The US Equal Employment Opportunity Commission on Friday added a “Return to Work” section to its updated and expanded technical assistance publication addressing questions arising under the Federal Equal Employment Opportunity Laws related to the Covid-19 pandemic.
The publication, “What You Should Know About Covid-19 and the ADA, the Rehabilitation Act, and Other EEO Laws” expands on a previous publication that focused on the Americans with Disabilities Act and Rehabilitation Act, and adds a questions-and-answers section for anticipating return to work situations, making reasonable accommodations, and harassment.
Additions to the publication clarify the following return-to-work policies:
When may an ADA-covered employer take the body temperature of employees during the Covid-19 pandemic?

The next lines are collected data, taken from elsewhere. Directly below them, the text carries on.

PR #1019, opened 2026-08-04
Add automatic copper balancing to the fab-panel panelizer

akhilles:
\`fab-panel create\` now balances copper automatically, the fabrication-panel pass that the board-array balancing doc reserved as out of scope.

- The balancing region is just the gutters: the usable stock area between the process margins, minus the placed assembly-panel outlines with the standard clearance, built and certified by the existing \`board_array_balancing_region\` construction. One safe region serves every copper layer, since the fab-panel step adds no per-layer geometry of its own.
- Each layer targets the aggregate copper density measured inside the placed panels, extending their already-balanced density into the gutters. The margins are excluded from the density domain entirely and stay bare.
- The joint spatial solve, stack weights, feature lowering, and per-layer summary/report are shared with board-array balancing via new crate-level \`copper_balance\` and \`generated\` modules (extracted from \`board_array\`, no behavior change); \`pcb-ir\` gains a \`collect_fab_panel_balancing_input\` collector.
- Generation is two-pass like board arrays: a provisional panel supplies composed copper and placed outlines, then the final panel is written with the generated copper as positive \`LayerFeature\` contours in the fab step.

Details in \`crates/pcb-ipc2581-tools/docs/fab-panel-copper-balancing.md\`.

Tests: gutters fill to the panel density with a forced-rotation placement, margins/clearances verified bare geometrically, full-coverage panel yields no fill, and sparse existing fixtures resolve to "no fill" so prior behavior is unchanged.

---

> [!NOTE]
> **Medium Risk**
> Touches fabrication-panel geometry, IPC negative sets, and Gerber polarity/export paths; changes are broad but covered by integration tests including Gerber–IPC area checks.
> 
> **Overview**
> **`fab-panel create` now runs automatic copper balancing** in the gutters between placed assembly panels (usable stock minus margins and panel outlines), targeting each layer’s density inside those panels. It uses the same two-pass flow as board arrays: provisional panel → solve → final XML with balance `LayerFeature`s and a per-layer summary on stderr.
> 
> **Board-array and fab-panel balancing share new `copper_balance` and `generated` modules** (logic moved out of `board_array` without intended behavior change). Perforated balance voids are emitted as a **positive plane plus negative `UserPrimitiveRef` instances** backed by `DictionaryUser` hex templates, instead of carving every full void into positive contours.
> 
> **`pcb-ir` adds `collect_fab_panel_balancing_input`**, keeps **clear polarity native** for artwork (no longer resolved in `normalize_for_artwork`), speeds set/cutout subtraction with bbox filtering, and tunes the spatial solver (more iterations, radius quantization step, shared safe-region caching, parallel uniform solves).
> 
> **Gerber export** optionally **resolves clear polarity geometrically** when sequential paint would disagree with layer-wide negatives; **repeated congruent clear regions** (≥16) collapse to shared outline-macro flashes. Fab-panel composition strips sources to manufacturing content up front and unions fabrication `sectionKey` across sources.
> 
> Docs: `fab-panel-copper-balancing.md` and changelog entry.
> 
> <sup>Reviewed by [Cursor Bugbot](https://cursor.com/bugbot) for commit 48661eca7ea8278489a2d76e58715666c9f872b6. Bugbot is set up for automated code reviews on this repo. Configure [here](https://www.cursor.com/dashboard/bugbot).</sup>

### DIFF
--- a/CHANGELOG.md
+++ b/CHANGELOG.md
@@ -8,6 +8,10 @@ and this project adheres to Semantic Versioning (https://semver.org/spec/v2.0.0.
 
 ## [Unreleased]
 
+### Added
+
+- `fab-panel create` now automatically balances copper in the gutters between placed assembly panels.
+
 ### Fixed
 
 - Pad shapes with padstack offsets now land at the correct position on rotated pads across all IPC-2581 outputs.
--- a/crates/gerberx2/src/from_artwork.rs
+++ b/crates/gerberx2/src/from_artwork.rs
@@ -9,8 +9,8 @@ use std::collections::{BTreeSet, HashMap};
 
 use crate::{
     AttributeValue, Contour, ContourSegment, GerberError, GerberLayer, ObjectKind,
-    Point as GerberPoint, Result, WriterAperture, WriterApertureTemplate, WriterObject,
-    sanitize_attribute_field,
+    Point as GerberPoint, Result, WriterAperture, WriterApertureMacro, WriterApertureTemplate,
+    WriterMacroExpression, WriterMacroPrimitive, WriterObject, sanitize_attribute_field,
 };
 use pcb_ir::dialects::artwork::{Aperture, ApertureShape, Geometry as ArtworkGeometry, PaintStage};
 use pcb_ir::geom::path::{self as geom_path, ContourBuf, PathCmd};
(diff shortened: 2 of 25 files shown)


akhilles:
Follow-up commit: converges the spatial solve (radius fields were only ~half-amplified at 64 iterations), dedups shared safe regions, parallelizes the geometry passes, and restructures the fab-panel write pipeline (strip sources once, drop the redundant schema-validation pass). An 18×24 mixed fabrication panel generates in ~32 s instead of ~77 s; board arrays get the solver improvements too.

akhilles:
Addressed the three open review findings in 63fe6cf7: schema validation is restored on the final fabrication-panel document; clear-flash grouping uses an ordered map so macro names and aperture codes are deterministic; and clear features that can reach overlay-stage dark geometry (negative sets over pads/traces) fall back to layer-wide geometric polarity resolution, with a regression test pinning the composed image. Generated balance planes keep their voids native since they are certified clear of all other copper.

akhilles:
Both findings addressed in c29514e5: the clear-versus-overlay reachability check now hashes clear bounds into a uniform spatial grid (linear in feature count instead of clears × darks), and the translation-congruence signature includes cubic end points so curved clear shapes cannot collide onto one shared template.

akhilles:
Addressed in the latest commit: the clear-polarity reachability guard now also catches base-stage fills that follow a clear in source order (tracked incrementally against a spatial grid of preceding clears), with a regression test pinning the composed image of a negative set followed by an overlapping fill.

Generally, measuring an employee’s body temperature is a medical examination. Because the Centers for Disease Control and Prevention and state/local health authorities have acknowledged community spread of Covid-19 and issued attendant precautions, employers may measure employees’ body temperature. However, employers should be aware that some people with Covid-19 do not have a fever.
Does the ADA allow employers to require employees to stay home if they have symptoms of the Covid-19?

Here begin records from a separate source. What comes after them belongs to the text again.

PR #1044, opened 2026-08-09
pcb-component-gen: detect pin name collisions before writing .zen file

Dev-X25874:
## What

When two distinct pin names in a KiCad symbol sanitize to the same
Starlark identifier (e.g. `~CS` and `!CS` both become `N_CS`), the
generated `.zen` file declares the same `io()` variable twice. This is
a Starlark error that previously only surfaced during `pcb build`
after the broken file had already been written to disk.

## Why

Silent failures here are especially bad in the registry/AI component
generation pipeline — a user runs `pcb search`, downloads a component,
and only finds out it's broken when they try to use it in a board.

## How

Added `check_pin_name_collisions()` in `pcb-component-gen` that inverts
the sanitized name map, detects any collisions, and returns a clear
error with the offending pin names and a fix hint — before any rendering
or file I/O happens.

Only applies to the symbol-backed path. The `explicit_pins` path is
caller-controlled so collision responsibility stays with the caller.

## Testing

- 3 new unit tests covering: `~`/`!` prefix collision, case collision,
  and a clean symbol that should pass through unchanged
- All 14 tests pass
- `cargo fmt` produced no changes

---

> [!NOTE]
> **Low Risk**
> Localized change to symbol-backed component `.zen` generation with deterministic suffixing and a focused unit test; explicit-pin generation is unchanged.
> 
> **Overview**
> **Component `.zen` generation** no longer maps distinct KiCad signal names that sanitize to the same Starlark identifier onto a single `io()` net (e.g. `~CS` and `!CS` both becoming `N_CS`).
> 
> `generated_signal_io_names` now runs sanitized names through **`uniquify_sanitized_names`**, which keeps the first signal on the base name and assigns **`_2`, `_3`, …** suffixes to later collisions in deterministic signal-name order. A unit test covers the `~CS` / `!CS` case.
> 
> **CHANGELOG** records this under Unreleased → Fixed.
> 
> <sup>Reviewed by [Cursor Bugbot](https://cursor.com/bugbot) for commit b23c54e321d295bc09ae7f9e586b872cc619dffb. Bugbot is set up for automated code reviews on this repo. Configure [here](https://www.cursor.com/dashboard/bugbot).</sup>

### DIFF
--- a/CHANGELOG.md
+++ b/CHANGELOG.md
@@ -56,6 +56,7 @@ and this project adheres to Semantic Versioning (https://semver.org/spec/v2.0.0.
 - Pads with rounded or custom shapes now export as shared Gerber aperture flashes instead of repeated regions, shrinking mask and paste layers.
 - Rounded-rectangle pads export as compact parameterized macro apertures, and hexagon and octagon pads as polygon apertures.
 - Gerber output no longer repeats object attributes on every object.
+- Distinct KiCad signal names that sanitize to the same Starlark identifier are now uniquified (`N_CS`, `N_CS_2`, …) instead of silently merging onto one net.
 
 ## [0.4.25] - 2026-08-07
 
--- a/CHANGELOG.md
+++ b/CHANGELOG.md
@@ -12,6 +12,7 @@ and this project adheres to Semantic Versioning (https://semver.org/spec/v2.0.0.
 
 - BOM generation no longer panics when truncating UTF-8 component descriptions.
 - Nested modules retain group ownership for copied routing and graphics during layout synchronization.
+- Distinct KiCad signal names that sanitize to the same Starlark identifier are now uniquified instead of silently merging onto one net.
 
 ## [0.4.30] - 2026-08-14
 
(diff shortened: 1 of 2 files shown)


akhilles:
Thanks for looking into this! What prompted the change? Could you share the symbol and error you ran into? It looks like we already deduplicate the `io()` declarations, so I'm wondering if the actual issue is that both pins end up mapped to the same net.

Dev-X25874:
Thanks for the context! You're right that `pin_groups` is deduplicated via `BTreeSet`, so the `io()` declaration isn't actually duplicated.

The actual concern I was trying to address is in `pin_mappings` — which isn't deduplicated. If `~CS` and `!CS` both sanitize to `N_CS`, the generated `pins = {}` block ends up as:

```
pins = {
    "!CS": N_CS,
    "~CS": N_CS,
}

```

Both physical pins get mapped to the same net. If those are genuinely different pins with confusable names rather than two notations for the same signal, that's a silent short on the board.

Happy to close this if the consensus is that colliding names always mean the same signal and the existing behavior is intentional — just wanted to flag the case. Let me know how you'd like to handle it.

akhilles:
Instead of failing, could we uniquify them (`N_CS`, `N_CS_2`, etc.)?

Dev-X25874:
Done what you asked — uniquifying instead of failing now (`N_CS`, `N_CS_2`, etc). Tests pass, fmt clean.

akhilles:
the ci issue should be fixed on main, could you please rebase against main and move changelog entry to unreleased again? thanks!

akhilles:
Thanks!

Yes. The CDC states that employees who become ill with symptoms of Covid-19 should leave the workplace. The ADA does not interfere with employers following this advice.
When employees return to work, does the ADA allow employers to require a doctor’s note certifying fitness for duty?

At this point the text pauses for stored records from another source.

PR #1088, opened 2026-08-25
ENG-1019 Cache PCB BOM matches per line

akhilles:
`pcb bom` needs reliable cached matches before the generic standard-library matching path is removed. This change adds one reusable write-through cache, stores each BOM line separately, refreshes stale or missing lines, and uses cached data when the API is unavailable.

---

> [!NOTE]
> **Medium Risk**
> Changes BOM sourcing cache semantics and partial API failure behavior, which affects availability output for `pcb bom` and offline workflows, though release checks now always hit the live API.
> 
> **Overview**
> **`pcb bom` availability matching** no longer caches one blob for the entire BOM request. Matches are stored **per BOM line** in a shared namespaced SQLite write-through cache (`bom-match-v2`), and online runs reuse fresh lines while calling the API only for stale or missing ones.
> 
> When a refresh fails, the CLI **merges whatever cached lines it still has** instead of requiring a full cached response. **`pcb bom --offline`** applies each cached line independently (any age); misses stay local-only without availability. Callers pass **`BomMatchOptions`** (mode plus configurable TTL, default ten minutes).
> 
> The old **`bom_cache`** module is removed in favor of generic **`WriteThroughCache`**. **`pcb publish` / release strict BOM offer checks** now use **`fetch_and_populate_availability_with_context`** (always live, no local match cache). Docs and the changelog describe the new per-line behavior.
> 
> <sup>Reviewed by [Cursor Bugbot](https://cursor.com/bugbot) for commit 18ab34183f9dda494ea1937280a6537c1d2d4062. Bugbot is set up for automated code reviews on this repo. Configure [here](https://www.cursor.com/dashboard/bugbot).</sup>


akhilles:
bugbot run

PR #1090, opened 2026-08-25
Fix IPC DFM copper clearance ownership

akhilles:
IPC DFM treated same-net notches as copper-clearance defects. This change preserves conductor ownership through IPC artwork composition and checks clearance only between distinct conductors.


akhilles:
bugbot review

Yes. Such inquiries are permitted under the ADA either because they would not be disability-related or, if the pandemic were truly severe, they would be justified under the ADA standards for disability-related inquiries of employees. As a practical matter, however, doctors and other healthcare professionals may be too busy during and immediately after a pandemic outbreak to provide fitness-for-duty documentation. Therefore, new approaches may be necessary, such as reliance on local clinics to provide a form, a stamp, or an e-mail to certify that an individual does not have the pandemic virus.
The publication also includes information on disability-related inquiries and medical exams; confidentiality of medical information hiring and onboarding; reasonable accommodation; and pandemic-related harassment due to national origin, race, or other protected characteristics. It is available online.
Employers should remember that guidance from public health authorities is likely to change as the Covid-19 pandemic evolves, the EEOC advises. Therefore, employers should continue to follow the most current information on maintaining workplace safety.